Why I chose to study in China


I knew I wanted to do a masters abroad and I wanted to study in an up-and-coming place, but somewhere with a highly-ranked, English-speaking university. Coming from Sweden where my study is all funded, I knew that if I was going to pay a tuition fee I wanted to have good value for money. The University of Nottingham’s campus in Ningbo China ticked all the boxes – a good reputation, highly-ranked and in China, the place to be! I was interested in studying MSc International Management and the course outline offered lots of optional modules and flexibility for me to choose modules in line with my interests. Online you can also read about the tutors for each department – I knew before arriving that my tutors would be an international mix from good universities. The most important thing that made my decision was that at Nottingham’s China Campus even though I would study in China my degree would be fully taught in English and I would get the same British degree certificate as studying in the UK. Great!

So what’s China really like? China for me was foreign – isn’t it the place where people grow rice, talk and write an alien language and eat strange things like grilled cockroaches? Well yes…but there’s so much more to it! People used to travel west to find gold in the USA, now you go east to do business in China. It’s the new world economy, with its global hub in Shanghai, which is only 1hr 40mins train away from Ningbo where the university is. It’s nice and handy for a short weekend away!

Before arriving in Ningbo for the first time, I had many ideas about what it would be like. I’m happy to confess that many were completely wrong!

• I thought it would be small. Wrong. It’s huge (six million people)!

• I thought it would be very Chinese and there’d be no clothes or shoes for me. Half wrong. It’s very modern and both Chinese and Western. Ningbo is by far the most developed city I’ve lived in, full of skyscrapers, international brands like IKEA, H&M, Zara, Disney and Marks & Spencer etc. I was so happy to hear IKEA opened last summer!

• I thought it would be difficult to get non-Chinese food. Wrong. I can actually get foods from all over the world such as Indian, Thai, Italian, Spanish, Lebanese, Turkish, Mexican etc. Lots of us eat out quite a lot as it’s pretty cheap too.

My first impression of the campus was great as I arrived on a sunny day – the British buildings along with the well-kept gardens made me feel safe. The campus is in the south of the city in a district called Yinzhou, an area that they only started to build ten years ago. The campus is very green and quiet and it’s a gated area which I think is important when moving to a country you don’t know much about.

I have loved every minute of my studies so far, the teachers and students are all very down to earth and sociable, it’s easy to make friends and the University offers activities outside the classroom, such as societies, sports and free Chinese lessons. There are students from more than 60 different countries now and I’ve made friends from Europe, South America, Africa, US and Asia.

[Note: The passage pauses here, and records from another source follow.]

PR #30321, opened 2023-09-07
fix: update type of message bridge's create method

Dnouv:

- A minor enhancement of types for the message `create` bridge
- This absolves us from either calling getById of room bridge, essentially touching the db to satisfy typescript of all the required fields (room id verification is already done in the bridge/converter, so this call would just add overhead without any benefits) or force cast and risk future changes breaking current code

## Issue(s)

https://github.com/RocketChat/Rocket.Chat.Apps-engine/pull/660#discussion_r1315682415
## Further comments

[AECO-360](https://rocketchat.atlassian.net/browse/AECO-360)

[AECO-360]: https://rocketchat.atlassian.net/browse/AECO-360?atlOrigin=eyJpIjoiNWRkNTljNzYxNjVmNDY3MDlhMDU5Y2ZhYzA5YTRkZjUiLCJwIjoiZ2l0aHViLWNvbS1KU1cifQ


debdutdeb:
Don't think this needs a changeset from core.

debdutdeb (approved):
lgtm.

maybe remove the changeset, but apps team would be the best people to comment on that .

AllanPazRibeiro (approved):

What are my plans for after I finish my course? For my future career path I would like to work in an international business on a management level. Knowing how important business in China is today and how it will keep developing in the future, I know that I am in the right place at the right time. My masters will not only prepare me for my future career but it will also act as a reference and proof of a lifelong investment I have made in myself.